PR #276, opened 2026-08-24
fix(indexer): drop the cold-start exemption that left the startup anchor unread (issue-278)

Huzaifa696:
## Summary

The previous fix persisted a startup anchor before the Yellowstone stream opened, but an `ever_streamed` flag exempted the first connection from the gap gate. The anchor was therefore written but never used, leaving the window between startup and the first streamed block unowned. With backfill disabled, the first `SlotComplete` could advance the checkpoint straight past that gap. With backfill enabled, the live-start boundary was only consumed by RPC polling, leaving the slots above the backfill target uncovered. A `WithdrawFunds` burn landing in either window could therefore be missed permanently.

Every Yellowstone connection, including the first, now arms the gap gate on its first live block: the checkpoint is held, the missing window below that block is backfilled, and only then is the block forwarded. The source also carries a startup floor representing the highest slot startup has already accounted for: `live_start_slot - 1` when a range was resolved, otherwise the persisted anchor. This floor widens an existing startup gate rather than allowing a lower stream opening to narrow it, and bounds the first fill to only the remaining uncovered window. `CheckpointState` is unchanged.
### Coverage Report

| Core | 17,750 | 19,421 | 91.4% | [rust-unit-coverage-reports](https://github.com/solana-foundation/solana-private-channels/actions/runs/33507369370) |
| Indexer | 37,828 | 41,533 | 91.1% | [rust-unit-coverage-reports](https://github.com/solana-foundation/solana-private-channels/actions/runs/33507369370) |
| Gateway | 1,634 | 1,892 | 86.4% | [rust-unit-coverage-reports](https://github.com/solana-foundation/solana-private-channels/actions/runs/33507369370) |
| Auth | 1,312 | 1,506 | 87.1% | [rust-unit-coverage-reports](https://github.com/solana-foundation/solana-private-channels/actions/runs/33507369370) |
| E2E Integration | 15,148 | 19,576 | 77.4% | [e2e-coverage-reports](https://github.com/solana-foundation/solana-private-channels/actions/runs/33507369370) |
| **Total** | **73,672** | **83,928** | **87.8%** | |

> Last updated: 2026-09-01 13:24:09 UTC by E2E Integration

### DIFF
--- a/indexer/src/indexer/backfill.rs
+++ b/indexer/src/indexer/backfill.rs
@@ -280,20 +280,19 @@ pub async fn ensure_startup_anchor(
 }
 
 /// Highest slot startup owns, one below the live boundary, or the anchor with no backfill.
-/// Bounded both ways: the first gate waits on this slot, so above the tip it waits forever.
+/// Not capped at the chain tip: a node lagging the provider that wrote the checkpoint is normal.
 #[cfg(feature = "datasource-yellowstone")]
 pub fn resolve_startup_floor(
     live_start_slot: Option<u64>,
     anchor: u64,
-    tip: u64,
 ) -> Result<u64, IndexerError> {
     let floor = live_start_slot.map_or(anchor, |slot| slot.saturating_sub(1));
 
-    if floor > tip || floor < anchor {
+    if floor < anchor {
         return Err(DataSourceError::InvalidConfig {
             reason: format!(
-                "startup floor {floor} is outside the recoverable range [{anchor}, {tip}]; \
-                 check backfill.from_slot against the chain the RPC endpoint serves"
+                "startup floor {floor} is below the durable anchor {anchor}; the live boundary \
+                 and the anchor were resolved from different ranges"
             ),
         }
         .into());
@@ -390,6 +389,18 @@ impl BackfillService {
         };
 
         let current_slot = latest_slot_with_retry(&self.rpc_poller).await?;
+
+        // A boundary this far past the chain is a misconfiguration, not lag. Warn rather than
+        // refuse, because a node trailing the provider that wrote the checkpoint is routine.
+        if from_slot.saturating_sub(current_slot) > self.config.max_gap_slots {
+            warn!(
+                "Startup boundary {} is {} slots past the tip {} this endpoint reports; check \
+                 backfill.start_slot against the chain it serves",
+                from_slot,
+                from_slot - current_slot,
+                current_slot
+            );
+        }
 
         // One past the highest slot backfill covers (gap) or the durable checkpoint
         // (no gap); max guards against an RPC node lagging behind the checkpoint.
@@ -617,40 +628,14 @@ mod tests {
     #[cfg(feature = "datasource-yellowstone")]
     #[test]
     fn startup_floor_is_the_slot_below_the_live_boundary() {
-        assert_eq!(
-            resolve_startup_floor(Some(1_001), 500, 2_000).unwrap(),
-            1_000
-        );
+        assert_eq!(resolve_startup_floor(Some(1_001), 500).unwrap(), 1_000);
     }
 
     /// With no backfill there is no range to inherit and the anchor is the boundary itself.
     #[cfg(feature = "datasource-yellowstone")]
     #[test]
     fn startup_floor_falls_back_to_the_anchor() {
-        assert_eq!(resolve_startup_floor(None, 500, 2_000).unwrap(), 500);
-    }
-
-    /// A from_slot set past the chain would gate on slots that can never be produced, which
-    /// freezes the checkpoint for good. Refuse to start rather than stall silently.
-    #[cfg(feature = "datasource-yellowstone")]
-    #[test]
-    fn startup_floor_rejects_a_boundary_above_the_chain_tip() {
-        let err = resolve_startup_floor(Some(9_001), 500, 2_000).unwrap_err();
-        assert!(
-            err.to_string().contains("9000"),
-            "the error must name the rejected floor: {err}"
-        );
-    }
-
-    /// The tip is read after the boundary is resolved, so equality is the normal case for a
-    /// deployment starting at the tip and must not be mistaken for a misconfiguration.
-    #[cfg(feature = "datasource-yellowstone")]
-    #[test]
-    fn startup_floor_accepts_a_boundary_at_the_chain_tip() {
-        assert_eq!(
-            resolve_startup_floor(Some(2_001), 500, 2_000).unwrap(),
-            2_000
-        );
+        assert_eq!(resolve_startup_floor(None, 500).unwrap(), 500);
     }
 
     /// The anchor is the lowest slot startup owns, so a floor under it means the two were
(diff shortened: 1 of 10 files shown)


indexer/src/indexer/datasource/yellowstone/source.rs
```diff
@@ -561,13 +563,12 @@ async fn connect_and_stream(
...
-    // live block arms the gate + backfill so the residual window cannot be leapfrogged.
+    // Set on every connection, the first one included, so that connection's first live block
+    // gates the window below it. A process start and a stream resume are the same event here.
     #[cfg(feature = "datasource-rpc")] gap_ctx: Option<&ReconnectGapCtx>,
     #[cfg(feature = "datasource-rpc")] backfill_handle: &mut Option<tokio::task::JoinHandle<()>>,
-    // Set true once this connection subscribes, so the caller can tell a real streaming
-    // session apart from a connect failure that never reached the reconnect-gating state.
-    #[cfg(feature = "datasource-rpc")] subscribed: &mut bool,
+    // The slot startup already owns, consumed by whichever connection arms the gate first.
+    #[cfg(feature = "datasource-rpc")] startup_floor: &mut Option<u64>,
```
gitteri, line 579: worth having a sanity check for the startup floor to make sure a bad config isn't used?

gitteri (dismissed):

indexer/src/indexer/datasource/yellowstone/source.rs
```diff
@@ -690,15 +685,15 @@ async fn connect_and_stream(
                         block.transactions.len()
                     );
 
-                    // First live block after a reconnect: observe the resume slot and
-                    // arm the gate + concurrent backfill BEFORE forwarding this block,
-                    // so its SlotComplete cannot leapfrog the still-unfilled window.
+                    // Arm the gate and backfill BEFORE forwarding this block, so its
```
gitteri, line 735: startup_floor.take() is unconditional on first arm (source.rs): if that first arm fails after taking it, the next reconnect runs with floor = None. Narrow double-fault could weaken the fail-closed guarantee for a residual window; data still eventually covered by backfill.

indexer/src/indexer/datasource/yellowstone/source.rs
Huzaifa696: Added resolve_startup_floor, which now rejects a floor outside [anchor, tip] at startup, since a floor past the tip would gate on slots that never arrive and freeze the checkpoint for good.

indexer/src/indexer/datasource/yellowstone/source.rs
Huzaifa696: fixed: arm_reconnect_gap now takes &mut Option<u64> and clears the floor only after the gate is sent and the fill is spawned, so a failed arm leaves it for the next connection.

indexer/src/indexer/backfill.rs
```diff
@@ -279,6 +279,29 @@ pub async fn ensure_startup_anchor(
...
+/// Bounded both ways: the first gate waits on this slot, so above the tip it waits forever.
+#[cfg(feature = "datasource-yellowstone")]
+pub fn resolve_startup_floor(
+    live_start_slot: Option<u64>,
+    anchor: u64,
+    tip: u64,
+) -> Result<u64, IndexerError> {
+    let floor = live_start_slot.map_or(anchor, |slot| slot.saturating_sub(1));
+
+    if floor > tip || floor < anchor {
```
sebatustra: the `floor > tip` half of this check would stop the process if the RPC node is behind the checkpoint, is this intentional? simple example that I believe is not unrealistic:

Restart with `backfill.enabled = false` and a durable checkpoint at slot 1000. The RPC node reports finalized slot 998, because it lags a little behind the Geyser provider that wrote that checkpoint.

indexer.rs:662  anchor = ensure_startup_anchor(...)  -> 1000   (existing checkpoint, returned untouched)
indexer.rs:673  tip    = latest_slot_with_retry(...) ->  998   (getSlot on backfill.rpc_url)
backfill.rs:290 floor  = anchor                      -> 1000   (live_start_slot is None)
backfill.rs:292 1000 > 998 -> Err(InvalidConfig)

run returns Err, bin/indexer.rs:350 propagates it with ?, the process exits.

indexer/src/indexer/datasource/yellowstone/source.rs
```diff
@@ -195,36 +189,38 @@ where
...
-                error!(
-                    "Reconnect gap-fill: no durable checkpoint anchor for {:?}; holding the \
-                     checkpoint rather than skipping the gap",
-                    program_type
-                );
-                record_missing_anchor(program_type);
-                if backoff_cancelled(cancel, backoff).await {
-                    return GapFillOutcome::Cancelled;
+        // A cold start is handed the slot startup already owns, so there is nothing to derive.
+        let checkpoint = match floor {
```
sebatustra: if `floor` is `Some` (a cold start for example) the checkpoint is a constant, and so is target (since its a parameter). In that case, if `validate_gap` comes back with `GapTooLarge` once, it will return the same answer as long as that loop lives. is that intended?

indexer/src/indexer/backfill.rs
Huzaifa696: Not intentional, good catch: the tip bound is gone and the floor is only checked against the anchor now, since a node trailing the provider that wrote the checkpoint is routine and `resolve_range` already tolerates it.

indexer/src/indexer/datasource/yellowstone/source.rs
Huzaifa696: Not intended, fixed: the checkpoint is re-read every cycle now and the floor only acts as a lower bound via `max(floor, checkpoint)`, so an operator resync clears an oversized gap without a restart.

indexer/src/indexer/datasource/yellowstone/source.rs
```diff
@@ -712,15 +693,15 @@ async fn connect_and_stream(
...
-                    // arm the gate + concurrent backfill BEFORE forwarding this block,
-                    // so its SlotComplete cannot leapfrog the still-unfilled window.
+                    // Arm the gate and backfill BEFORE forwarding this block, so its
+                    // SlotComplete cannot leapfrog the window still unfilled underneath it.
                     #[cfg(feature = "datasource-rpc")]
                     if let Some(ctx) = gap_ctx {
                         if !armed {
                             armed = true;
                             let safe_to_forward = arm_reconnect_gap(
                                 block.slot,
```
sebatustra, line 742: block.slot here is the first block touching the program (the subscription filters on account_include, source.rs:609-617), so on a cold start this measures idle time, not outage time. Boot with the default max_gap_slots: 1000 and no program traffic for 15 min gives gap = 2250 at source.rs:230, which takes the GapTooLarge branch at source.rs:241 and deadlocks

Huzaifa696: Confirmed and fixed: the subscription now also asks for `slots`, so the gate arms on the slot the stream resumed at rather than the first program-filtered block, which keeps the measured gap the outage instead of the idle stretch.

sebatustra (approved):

━━━━━━━━

Every line above that holds the word "clears" needs to be copied.

Huzaifa696: fixed: arm_reconnect_gap now takes &mut Option<u64> and clears the floor only after the gate is sent and the fill is spawned, so a failed arm leaves it for the next connection.
Huzaifa696: Not intended, fixed: the checkpoint is re-read every cycle now and the floor only acts as a lower bound via `max(floor, checkpoint)`, so an operator resync clears an oversized gap without a restart.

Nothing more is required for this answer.